I didn't make these changes
Comment 10 Kimmo Kinnunen 2022-04-05 00:11:03 PDT
Comment on attachment 456673 [details]
Patch

View in context: https://bugs.webkit.org/attachment.cgi?id=456673&action=review

some comments about  perhaps need for clarifications

> Source/ThirdParty/ANGLE/src/libANGLE/renderer/metal/ContextMtl.h:579
> +    uint32_t mRenderPassCount = 0;

The variable name should be more descriptive. It does not explain that it counts the number of render passes since last flush.
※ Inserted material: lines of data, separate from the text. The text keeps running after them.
Issue #1023, opened 2018-09-24
Improve Handling Low Disk Space


vRobM:
When the logging goes nuts and writes 34GB of logs in a day, it kills the node.

After cleanup, I noticed that the peers.json is corrupt and needed a re-download for the relay to start, and the forger wouldn't resume until it was reconfigured in commander.

How do we make the Ark Core more resilient to these failure modes?
Check before file writes so we don't get 0 byte files and lose configurations.
Check for corruptness and restore from backup.
Database may also fail to write, and if so, should fail gracefully to be ready to resume operations when the situation is resolved.
What else?

paroxysm:
Not sure what the solution would be if the database fails to write because your node has run out of free space, I think the node-operator should be monitoring their free space and generate alerts.
As far as logging, I believe, doing a size roll over in addition to daily roll over should fix that issue.

vRobM:
The code could attempt to detect such an issue with the database, and if so roll back and wait in a consistent state.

> Source/ThirdParty/ANGLE/src/libANGLE/renderer/metal/ContextMtl.mm:1704
> +        mRenderPassCount = 0;

I don't think it's correct to reset the render pass count only when the render pass count exceeds 16.
You need to reset it somehow else, at some other point too. E.g. for every flush?

> Source/ThirdParty/ANGLE/src/libANGLE/renderer/metal/ContextMtl.mm:1705
> +        flushCommandBuffer(mtl::WaitUntilScheduled);

Is there a reason:
-  exceeding max render passes needs WaitUntilScheduled
vs 
- exceeding max call count needs NoWait

> Source/ThirdParty/ANGLE/src/libANGLE/renderer/metal/mtl_command_buffer.h:171
> +    uint32_t mRenderPasses      = 0;

is this variable used at all?

> Source/ThirdParty/ANGLE/src/libANGLE/renderer/metal/mtl_common.h:151
> +constexpr uint32_t kMaxRenderPasses = 16;

kMaxRenderPasses per some quality (in-flight what? You might have 1000 command buffers "in flight", does it mean you can only have 16 render passes total "in flight"?)

kMaxRenderPassesPerCommandBuffer ?
Comment 11 Kimmo Kinnunen 2022-04-05 00:14:26 PDT
For the commit message, you might spend a sentence or two about what it is that makes having more than 16 render passes in a command buffer slow?
Comment 12 Dan Glastonbury 2022-04-05 22:01:39 PDT
Created attachment 456783 [details]
Patch
Comment 13 Kimmo Kinnunen 2022-04-11 23:21:42 PDT
Comment on attachment 456783 [details]
Patch

nice find!
Comment 14 Kenneth Russell 2022-04-12 11:44:16 PDT
Great find and fix! It would be ideal to upstream this to ANGLE as soon as possible.
Comment 15 Dan Glastonbury 2022-05-31 19:15:00 PDT
Pull request: https://github.com/WebKit/WebKit/pull/1201
Comment 16 EWS 2022-06-01 00:05:13 PDT
Committed r295082 (251177@main): <https://commits.webkit.org/251177@main>

Reviewed commits have been landed. Closing PR #1201 and removing active labels.